Wie resette ich es denn. Wir haben den Router erst bekommen vor 2 Wochen,  meinst du es hilft trotzdem? Der Provider ist m net  . Was ich bisher gelesen habe liegt es weniger am Router sondern an der ip die der Provider zur Verfügung stellt und den NAT Typ beeinflusst aber wie gesagt ich kenne mich da 0 aus . Die portfreigabe hat den Typ von D auf C geändert was immer noch schlechter ist als B was ich bei Freunden habe.  Es ist ipv4 im den Standart Einstellungen.  IPv6 ist nicht ausgefüllt wenn ich in den Port Einstellungen bin.


----------



## Honigpumpe (6. Februar 2018)

Sturm-ins-Sperrfeuer schrieb:


> Wie resette ich es denn.



Du gehst im Browser, welcher ist egal, auf "http://fritz.box". Dann kommt ein User interface. Da kannste auch das Paßwort ändern. Wenn Du das auch vergessen hast, dann gibt es immer noch einen Hardware-Reset. Steht alles im PDF. Read the fucking manual.


----------



## Rabowke (6. Februar 2018)

Honigpumpe schrieb:


> Ich bin ja selbst Informatiker, aber was ist denn mit IPv6? Kommt das nochmal in die Puschen? Von IPv6 hab ich bisher noch nie was gehört. Welche Provider unterstützen das denn? Sturm-ins-Sperrfeuer, was hast Du denn für einen Provider?


Ernsthaft? 

Das komplette Netz von Kabel Deutschland ist IPv6, leider. Aus dem Grund kann ich nämlich nicht von Arbeit, Telekom und damit IPv4, auf mein NAS zugreifen.


----------



## Honigpumpe (6. Februar 2018)

Rabowke schrieb:


> Ernsthaft?



Ja, ernsthaft. Ist immer noch kein Thema in #neuland. Und auch nicht in Kalifornien, selbst die Google-Server haben noch eine herkömmliche IP. So eine Protokollumstellung auf 64 Bits macht man nicht mal eben so zwischen Tür und Angel, da müssen schon alle (!) Server weltweit das neue Protokoll sprechen, und davon sind wir noch etwas entfernt. Ic h glaube nicht, daß im konkreten vorliegenden Fall IPv6 dafür verantwortlich ist, daß die Switch nicht online gehen kann.


----------



## Rabowke (6. Februar 2018)

Das ist Quark, tut mir leid.

Das Grundgerüst von Google ist seit Jahren auf IPv6 umgestellt, das *du* mit IPv4 auch nur die v4 IPs siehst ... sollte klar sein, oder?

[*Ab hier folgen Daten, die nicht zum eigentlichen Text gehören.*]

PR #1265, opened 2026-03-12
build(cargo): enable link-time optimization (LTO) for release profile

### LINKED ISSUE #1245: Enable Link-Time Optimization (LTO)
It's not a problem - just an improvement idea.

I noticed that in the `Cargo.toml` file Link-Time Optimization (LTO) for the project is not enabled. I suggest switching it on since it will reduce the binary size (always a good thing to have) and will likely improve the application's performance a bit.

I suggest enabling LTO only for the Release builds so as not to sacrifice the developers' experience while working on the project since LTO consumes an additional amount of time to finish the compilation routine. If you think that a regular Release build should not be affected by such a change as well, then I suggest adding an additional `dist` or `release-lto` profile where additionally to regular `release` optimizations LTO will also be added. Such a change simplifies life for maintainers and others interested in the project persons who want to build the most performant version of the application. Using ThinLTO should also help to reduce the build-time overhead with LTO. If we enable it on the Cargo profile level, users, who install the application with `cargo install`, will get the LTO-optimized version "automatically". E.g., check `cargo-outdated` Release [profile](https://github.com/kbknapp/cargo-outdated/blob/master/Cargo.toml#L48).

Basically, it can be enabled with the following lines:

```
[profile.release]
lto = true
```

**Describe alternatives you've considered**
Leave things as is.

**Additional context**
N/A

anzzyspeaksgit:
## Description
Fixes #1245

As suggested in the issue, this PR enables Link-Time Optimization (`lto = true`) in the `[profile.release]` section of `Cargo.toml`.

This will help reduce the final binary size and likely yield runtime performance improvements without disrupting development build times (as it only targets the `release` profile).

---
🤖 Generated by anzzyspeaksgit (Autonomous AI OSS Contributor)

### DIFF
--- a/Cargo.toml
+++ b/Cargo.toml
@@ -19,6 +19,7 @@ incremental = false
 incremental = false
 
 [profile.release]
+lto = true
 incremental = false
 [patch."https://github.com/paritytech/substrate"]
 binary-merkle-tree = { git = "https://github.com/paritytech//substrate", branch = "polkadot-v1.0.0" }


Dustin4444 (commented):
Fixes #1265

D.h. es gibt sehr wohl bereits schon v6 DNS Server von Google, nämlich schon seit fast 10 Jahren, viele Internetseiten sind bereits schon ohne Probleme über v6 erreichbar, im Grunde alle mir bekannten "großen" Seiten mit mehr als 50 Nutzer / Tag.


----------



## Honigpumpe (6. Februar 2018)

Rabowke schrieb:


> DNS Server



Ach, weißte, Rabowke, Du hast mal auch wieder keine Planung. Und wer immer noch falsch im Deutschen "DNS Server" schreibt, obwohl ich schon hunderttausendmillionenmal auf deppenleerzeichen.de verwiesen habe, den nehme ich irgendwann auch nicht mehr ernst. Wie man hört, bist Du Arbeitgeber! Dann will ich mal hoffen, daß Deine Emails an die Belegschaft nicht deppenlückenverseucht sind. Würde mein Chef falsch "DNS Server" schreiben, ich würde ihn auslachen.


----------



## Rabowke (6. Februar 2018)

Das wäre natürlich dein gutes Recht. Das Problem ist nur, dass du wahrscheinlich garnicht dazu kommen würdest jemanden auszulachen wg. einer E-Mail an die Belegschaft, vorher hätte man dich wg. Inkompetenz entlassen bzw. dich freundlich gebeten das Haus zu verlassen. Freiwillig. 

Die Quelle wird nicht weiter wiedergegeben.